After reading the records, print them all again exactly as they stand.

------------------------------------------------------------

PR #225, opened 2023-11-03
✏️ Fix Swagger JSDocs typos

alyssadsouza:
- fixed some typos in a couple of the Swagger JSDocs `tag` fields which led to some of the router endpoints being grouped in two spots in the Swagger UI (like some under Participant and others under Participants)

### DIFF
--- a/apps/phi-das/src/routers/clinicalProfiles.ts
+++ b/apps/phi-das/src/routers/clinicalProfiles.ts
@@ -100,7 +100,7 @@ router.get('/:clinicalProfilePrivateKey', async (req, res) => {
  * /clinical-profiles/:
  *   post:
  *     tags:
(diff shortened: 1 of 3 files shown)


apps/phi-das/src/routers/clinicalProfiles.ts
```diff
@@ -100,7 +100,7 @@ router.get('/:clinicalProfilePrivateKey', async (req, res) => {
  * /clinical-profiles/:
  *   post:
  *     tags:
- *       - Clinical Profile
+ *       - Clinical Profiles
```
alyssadsouza, line 103: went with plural since the other services uses plural too

joneubank (approved):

------------------------------------------------------------

- **Result of the exercise**
PR #225, opened 2023-11-03
✏️ Fix Swagger JSDocs typos

alyssadsouza:
- fixed some typos in a couple of the Swagger JSDocs `tag` fields which led to some of the router endpoints being grouped in two spots in the Swagger UI (like some under Participant and others under Participants)

### DIFF
--- a/apps/phi-das/src/routers/clinicalProfiles.ts
+++ b/apps/phi-das/src/routers/clinicalProfiles.ts
@@ -100,7 +100,7 @@ router.get('/:clinicalProfilePrivateKey', async (req, res) => {
  * /clinical-profiles/:
  *   post:
  *     tags:
(diff shortened: 1 of 3 files shown)


apps/phi-das/src/routers/clinicalProfiles.ts
```diff
@@ -100,7 +100,7 @@ router.get('/:clinicalProfilePrivateKey', async (req, res) => {
  * /clinical-profiles/:
  *   post:
  *     tags:
- *       - Clinical Profile
+ *       - Clinical Profiles
```
alyssadsouza, line 103: went with plural since the other services uses plural too

joneubank (approved):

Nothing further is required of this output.